WHAT THIS TASK INVOLVES:
Transcribe the entries, keeping every character the same.

[INPUT RECORDS Boundary: Start]

PR #3976, opened 2022-06-16
fix: require greater eth balance in arbitrum parent messenger

pemulis:

**Motivation**

The current check that the Arbitrum parent messenger has enough ETH only checks that it has enough ETH for a single transaction. This verifies it has enough ETH for multiple transactions, for instance, adding a collateral type and updating its final fee in the same proposal.

**Summary**

Multiplies the value required by the check.

**Details**

**Testing**

- [ ]  New unit tests created
- [ ]  Untested

**Issue(s)**

Fixes #XXXX

### DIFF
--- a/packages/scripts/src/admin-proposals/utils.js
+++ b/packages/scripts/src/admin-proposals/utils.js
@@ -187,7 +187,7 @@ const fundArbitrumParentMessengerForOneTransaction = async (web3Provider, from, 
   console.log(
     `Arbitrum xchain messages require that the Arbitrum_ParentMessenger has at least a ${l1CallValue.toString()} ETH balance.`
   );
-  if (toBN(await web3Provider.eth.getBalance(arbitrumParentMessenger.options.address)) < toBN(l1CallValue)) {
+  if (toBN(await web3Provider.eth.getBalance(arbitrumParentMessenger.options.address)) < toBN(l1CallValue * 10)) {
     const sendEthTxn = await web3Provider.eth.sendTransaction({
       from: from,
       to: arbitrumParentMessenger.options.address,


packages/scripts/src/admin-proposals/utils.js
```diff
@@ -187,7 +187,7 @@ const fundArbitrumParentMessengerForOneTransaction = async (web3Provider, from,
   console.log(
     `Arbitrum xchain messages require that the Arbitrum_ParentMessenger has at least a ${l1CallValue.toString()} ETH balance.`
   );
-  if (toBN(await web3Provider.eth.getBalance(arbitrumParentMessenger.options.address)) < toBN(l1CallValue)) {
+  if (toBN(await web3Provider.eth.getBalance(arbitrumParentMessenger.options.address)) < toBN(l1CallValue * 10)) {
```
nicholaspai, line 190: You also need to send `l1CallValue` * 10 ETH right? 

Also, the more I think about this, perhaps we should just set to 5, or some other config/CLI arg we can pass into the script...

With a default value of 2?

nicholaspai (commented):
Had some thoughts to avoid us locking 1.5 ETH into this adapter for a while

packages/scripts/src/admin-proposals/utils.js
pemulis: If we did that, it would send 10X the amount required whenever it dropped to 9X the amount required, giving you 19X the amount required locked up. That might be a better UX experience for the proposer but would lock up more ETH. Not sure what trade-off is better there as a short-term fix.

And yeah, I think there's definitely cleaner solutions available when we do a broader refactoring of the scripts.

mrice32: I agree with @nicholaspai

I think we should send the difference between the threshold and the actual balance in the interest of correctness.

However, I think we should probably just bite the bullet and have this method take in the number of calls being made to arbitrum. This shouldn't be a major refactor, just a quick parameter change I would think.

Without doing either of these, I think modifying this check this way might make this script more difficult to use down the road rather than simpler.

mrice32 (commented):
Just one comment

chrismaree:
Hey @pemulis. are there any updates to this PR? what is the status on the changes requested?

[INPUT RECORDS Boundary: End]

EXERCISE RESPONSE:
PR #3976, opened 2022-06-16
fix: require greater eth balance in arbitrum parent messenger

pemulis:

**Motivation**

The current check that the Arbitrum parent messenger has enough ETH only checks that it has enough ETH for a single transaction. This verifies it has enough ETH for multiple transactions, for instance, adding a collateral type and updating its final fee in the same proposal.

**Summary**

Multiplies the value required by the check.

**Details**

**Testing**

- [ ]  New unit tests created
- [ ]  Untested

**Issue(s)**

Fixes #XXXX

### DIFF
--- a/packages/scripts/src/admin-proposals/utils.js
+++ b/packages/scripts/src/admin-proposals/utils.js
@@ -187,7 +187,7 @@ const fundArbitrumParentMessengerForOneTransaction = async (web3Provider, from, 
   console.log(
     `Arbitrum xchain messages require that the Arbitrum_ParentMessenger has at least a ${l1CallValue.toString()} ETH balance.`
   );
-  if (toBN(await web3Provider.eth.getBalance(arbitrumParentMessenger.options.address)) < toBN(l1CallValue)) {
+  if (toBN(await web3Provider.eth.getBalance(arbitrumParentMessenger.options.address)) < toBN(l1CallValue * 10)) {
     const sendEthTxn = await web3Provider.eth.sendTransaction({
       from: from,
       to: arbitrumParentMessenger.options.address,


packages/scripts/src/admin-proposals/utils.js
```diff
@@ -187,7 +187,7 @@ const fundArbitrumParentMessengerForOneTransaction = async (web3Provider, from,
   console.log(
     `Arbitrum xchain messages require that the Arbitrum_ParentMessenger has at least a ${l1CallValue.toString()} ETH balance.`
   );
-  if (toBN(await web3Provider.eth.getBalance(arbitrumParentMessenger.options.address)) < toBN(l1CallValue)) {
+  if (toBN(await web3Provider.eth.getBalance(arbitrumParentMessenger.options.address)) < toBN(l1CallValue * 10)) {
```
nicholaspai, line 190: You also need to send `l1CallValue` * 10 ETH right? 

Also, the more I think about this, perhaps we should just set to 5, or some other config/CLI arg we can pass into the script...

With a default value of 2?

nicholaspai (commented):
Had some thoughts to avoid us locking 1.5 ETH into this adapter for a while

packages/scripts/src/admin-proposals/utils.js
pemulis: If we did that, it would send 10X the amount required whenever it dropped to 9X the amount required, giving you 19X the amount required locked up. That might be a better UX experience for the proposer but would lock up more ETH. Not sure what trade-off is better there as a short-term fix.

And yeah, I think there's definitely cleaner solutions available when we do a broader refactoring of the scripts.

mrice32: I agree with @nicholaspai

I think we should send the difference between the threshold and the actual balance in the interest of correctness.

However, I think we should probably just bite the bullet and have this method take in the number of calls being made to arbitrum. This shouldn't be a major refactor, just a quick parameter change I would think.

Without doing either of these, I think modifying this check this way might make this script more difficult to use down the road rather than simpler.

mrice32 (commented):
Just one comment

chrismaree:
Hey @pemulis. are there any updates to this PR? what is the status on the changes requested?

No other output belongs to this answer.